As the proud adolescent owner of a beat-up old Gibson SG guitar, I was
ready to make some noise and take on the world. The only problem was that
all of my heroes had either shamelessly sold out, or settled into a
comfortable heroin hibernation. Led Zeppelin had lost their swagger, I was
already sick of Rush and Yes and all that falsetto prog-rock, and, of
course, I fucking hated disco music and everything it stood for.

I needed new ammunition.

Then, a revelation: in April of that year I walked into Disc Records in
Valley View Mall and saw a stack of free seven-inch singles on the
counter. The record bore a Warner Brothers label with a generic sleeve;
the artist was somebody named Van Halen.

The A-side was a cover of The Kinks’ classic song “You Really Got Me”; the
flipside a track called “Atomic Punk.” Who knows? Maybe this was a
“gimmick” song by a guy like Van Morrison who put out a record to make fun
of punk rock, and they figured giving it away free was the only way anyone
was going to hear it.

I collected seven-inch singles like other kids collected baseball cards,
so I slipped a copy of it into my backpack and didn’t give it a second
thought. It wasn’t until I got home and put the record on my turntable
that I realized my initial impression was way off base.

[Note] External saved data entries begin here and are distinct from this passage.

PR #267, opened 2026-05-06
Fix label.InitLabels regression in v1.14.0; amend ReserveLabelV2 doc

kolyshkin:
1. ci: fix ignoring test failures on lima
    
    Commit c826d9e introduced a regression -- if make test is failed, the job succeeds.
    
    The fix is to
     - not use continue-on-error (which makes the test succeed);
     - use "if: always()" for the step we want to run even on failure.

2. label: fix tests
    
    The two tests (TestInit and TestFileLabel) try to reserve the same MCS
    label (`level:s0:c1,c15`) without releasing it, and so the second test
    fails with ErrMCSAlreadyExists (as it should, since we are using
    selinux.ReserveLabelV2 which can return errors):
    
    > === RUN   TestFileLabel
    >     label_linux_test.go:122: InitLabels(user) failed: MCS label already exists
    
    Fix tests by releasing the label.

3. label: fix ErrMCSAlreadyExists from InitLabels
    
    The hardening done to label.InitLabels in commit 97d2a7c ("Add
    ReserveLabelV2, deprecate ReserveLabel") revealed the internal issue:
    we try to reserve label which was already reserved. As a result,
    InitLabels can return ErrMCSAlreadyExists when it should not.
    
    Fix by only reserving a label if its MCS ("level") differs from the one
    returned by ContainerLabels.
    
    Add a test (which fails before the fix).

### DIFF
--- a/go-selinux/label/label_linux.go
+++ b/go-selinux/label/label_linux.go
@@ -22,8 +22,13 @@ var ErrIncompatibleLabel = errors.New("bad SELinux option: z and Z can not be us
 
 // InitLabels returns the process label and file labels to be used within
 // the container.  A list of options can be passed into this function to alter
-// the labels.  The labels returned will include a random MCS String, that is
-// guaranteed to be unique.
+// the labels.
+//
+// Unless the "level" option is provided (to set a custom level), the labels
+// returned will include a random MCS string guaranteed to be unique in the
+// scope of the process using this package. If the "level" option is provided,
+// the custom level set is reserved but not checked to be unique.
+//
 // If the disabled flag is passed in, the process label will not be set, but the mount label will be set
 // to the container_file label with the maximum category. This label is not usable by any confined label.
 func InitLabels(options []string) (plabel string, mlabel string, retErr error) {
@@ -70,9 +75,11 @@ func InitLabels(options []string) (plabel string, mlabel string, retErr error) {
 	if p := pcon.Get(); p != processLabel {
 		if pcon["level"] != mcsLevel {
 			selinux.ReleaseLabel(processLabel)
-		}
-		if err := selinux.ReserveLabelV2(p); err != nil {
-			return "", "", err
+			// Ignore ErrMCSAlreadyExists as label is user-specified and might be
+			// already reserved (e.g. when containers in a pod use the same label).
+			if err := selinux.ReserveLabelV2(p); err != nil && !errors.Is(err, selinux.ErrMCSAlreadyExists) {
+				return "", "", err
+			}
 		}
 		processLabel = p
 	}
--- a/go-selinux/label/label_linux_test.go
+++ b/go-selinux/label/label_linux_test.go
@@ -127,3 +127,15 @@ func TestFileLabel(t *testing.T) {
 		t.Fatalf("InitLabels(filetype) failed: %v", err)
 	}
 }
+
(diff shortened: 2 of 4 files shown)


rhatdan:
LGTM

kolyshkin:
Draft until I test this with podman (v1.4.0 fails frequently with ErrMCSAlreadyExists).

go-selinux/label/label_linux_test.go
```diff
@@ -43,6 +43,7 @@ func TestInit(t *testing.T) {
 	if plabel != "user_u:user_r:user_t:s0:c1,c15" || (mlabel != "user_u:object_r:container_file_t:s0:c1,c15" && mlabel != "user_u:object_r:svirt_sandbox_file_t:s0:c1,c15") {
 		t.Fatalf("InitLabels(user) failed (plabel=%q, mlabel=%q)", plabel, mlabel)
 	}
+	selinux.ReleaseLabel(plabel)
```
Luap99: should the release not be above the test assert, otherwise if the check fails you do not release and cause cascading failures?

kolyshkin: Thought about this, too. Normally we don't expect this to fail but yes, if it fails it's better to not cause further failures.

Fixed.

go-selinux/label/label_linux.go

Just ten seconds into “You Really Got Me,” and I knew that we were dealing
with uncharted territory. That was the loudest I had ever heard a guitar
mixed in relation to the rest of the instrumentation on a record. It
sounded like the guy was playing through a dozen Marshall stacks. The solo
was a kinetic blitzkrieg of random harmonics and static electricity.

Unfathomable realization, wrapping one’s head around the unthinkable:
“God, this guy is even better than Jimmy Page!”

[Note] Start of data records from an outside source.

PR #269, opened 2026-05-08
label.InitLabels: optimize

kolyshkin:
A few shortcuts for specific usage scenarios:

1. When there are no options specified, label.InitLabels is equivalent to selinux.ContainerLabels. Return its result with no further processing.

2. When the only option specified is "disable", don't call selinux.ContainerLabels as the call is somewhat expensive and we won't use its results (moreover, we have to free the just-generated MCS).

We still allow "disable" to be set together with other options for backward compatibility, but this should eventually be forbidden.

Also, previously "disable:<value>" option was silently ignored, now it results in an error (as it should be).

### DIFF
--- a/go-selinux/label/label_linux.go
+++ b/go-selinux/label/label_linux.go
@@ -10,7 +10,6 @@ import (
 
 // Valid Label Options
 var validOptions = map[string]bool{
-	"disable":  true,
 	"type":     true,
 	"filetype": true,
 	"user":     true,
@@ -35,9 +34,13 @@ func InitLabels(options []string) (plabel string, mlabel string, retErr error) {
 	if !selinux.GetEnabled() {
 		return "", "", nil
 	}
+	if len(options) > 0 && options[0] == "disable" {
+		return "", selinux.PrivContainerMountLabel(), nil
+	}
 	processLabel, mountLabel := selinux.ContainerLabels() //nolint:staticcheck // ContainerLabels will be moved to an internal package.
-	if processLabel == "" {
-		// processLabel is required; if empty, do nothing.
+	if processLabel == "" || len(options) == 0 {
+		// 1. processLabel is required; if empty, do nothing.
+		// 2. If there are no options to process, we're done.
 		return processLabel, mountLabel, nil
 	}
 	defer func() {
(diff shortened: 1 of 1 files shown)


rhatdan:
Needs a rebase

kolyshkin:
Rebased; PTAL @thaJeztah

rhatdan (approved):
LGTM

thaJeztah (approved):
LGTM

thaJeztah:
Is this blocking the merge? Wondering if we should disable that requirement; it rarely really works;

Screenshot 2026-05-12 at 19 56 38

kolyshkin:
> Is this blocking the merge? Wondering if we should disable that requirement; it rarely really works;

It works by ensuring the CI run for a PR is done against the latest code. Once a year or so I am seeing a case when CI is green, but when a PR is merged everything is broken. In short, this is why I enabled this setting.

kolyshkin:
> > Is this blocking the merge? Wondering if we should disable that requirement; it rarely really works;
> 
> It works by ensuring the CI run for a PR is done against the latest code. Once a year or so I am seeing a case when CI is green, but when a PR is merged everything is broken. In short, this is why I enabled this setting.

We also have a "update via rebase" button (unfortunately I don't know how to disable the "update via merge") that can be used to rebase (and re-run CI against current HEAD).

thaJeztah:
Yeah, it's really rare to happen though, and probably using a merge queue could help with that?

kolyshkin:
> Yeah, it's really rare to happen though, and probably using a merge queue could help with that?

Sorry for my ignorance; what is a merge queue?

thaJeztah:
github allows stacking merges instead of merging directly; I _think_ that also does a merge (and running CI) before doing the actual merge;

https://docs.github.com/en/pull-requests/collaborating-with-pull-requests/incorporating-changes-from-a-pull-request/merging-a-pull-request-with-a-merge-queue
 
> The merge queue provides the same benefits as the Require branches to be up to date before merging branch protection, but does not require a pull request author to update their pull request branch and wait for status checks to finish before trying to merge.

Then I flipped the single over and heard the intro to “Atomic Punk.” The
guitarist was doing something that was totally different: instead of
hammering the strings up and down, he created a unique dissonant melodic
figure by scraping the pick sideways across the top of the strings, while
simultaneously running the signal through a distortion pedal and phase
shifter at the same time.

I had never heard anything like this in my life.

It was heavy metal music that was actually commenting on the threat of
punk rock invading its territory. The guitar solo in “Atomic Punk” was all
over the place; again, this guy was pulling noise out of nowhere. Somehow,
he was tapping his right hand on the neck of the guitar to create a sound
that was original and spectacular.

For an easily impressed teenager, it was the most amazing thing I had ever
heard. The next day at school was spent, for the most part anyway,
standing out in the smoking area giving my unsolicited opinion about Van
Halen to anyone who would listen. (Yes, I still thought Van was the
artist’s first name for a week or so afterward.)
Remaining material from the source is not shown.